Several universities across the United States are collaborating on a new program aimed at increasing Hispanic faculty.
With an undergraduate enrollment of at least 25 percent Hispanic, Caifornia State University, Northridge; the University of Texas at El Paso; and Florida International University are the three Hispanic-serving colleges and universities participating in the Pathways to the Professoriate program. The goal is to prepare 90 students from the three universities “to enter doctoral programs at one of five predominantly white universities within five years,” reports Inside Higher Ed.
In addition to these three institutions, several research universities are involved in the initiative, including New York University; University of California, Berkeley; University of Pennsylvania; Northwestern University; and University of California, Davis.
The University of Pennsylvania Graduate School of Education’s Center for Minority Serving Institutions (MSIs) is launching the initiative with the support of a $5.1 million grant from the Andrew W. Mellon Foundation.

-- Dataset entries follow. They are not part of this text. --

PR #3047, opened 2024-10-29
chore: `s/Gno.land/gno.land/g`

thehowl:
some locations were missed, most importantly on gnoweb.

changes also involve changing the hiring link, which was pointing to lever which we don't use anymore, and prettifying the html pages. this was done automatically by my text editor; I can revert it if we want a cleaner diff.


leohhhn:
Repo description as well - been looking at it for some time now but cannot change it myself.

Screenshot 2024-10-30 at 13 43 35

thehowl:
cc @moul (see leon's comment)

moul (approved):

moul:
Fixed.

leohhhn:
Same goes for the gnolang org description: https://github.com/gnolang

leohhhn (approved):

Issue #1082, opened 2023-08-30
cryptic error: `v := f()`, when f returns no values, panics with `evalStaticTypeOf() only supports *CallExpr with 1 result`


thehowl:
Minimal example to reproduce:

```go
package main

func main() {
        n := f()
}

func f() {
        println("hello!")
}
```

The resulting panic is the following:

Latinos make up just 4.1 percent of the professoriate in the United States, according to UPenn’s press release announcing the effort.
Cal State, Northridge, was one of a dozen higher education institutions to pilot ACUE’s Course in Effective Teaching Practices last fall, to great effect. Last year, the Los Angeles university also received a Pedagogy of Confidence grant for students in remediation classes.
Florida International University is the top university in the nation for awarding bachelor’s and master’s degrees to Hispanic students and is among ACUE’s Winter 2016 pilot participants.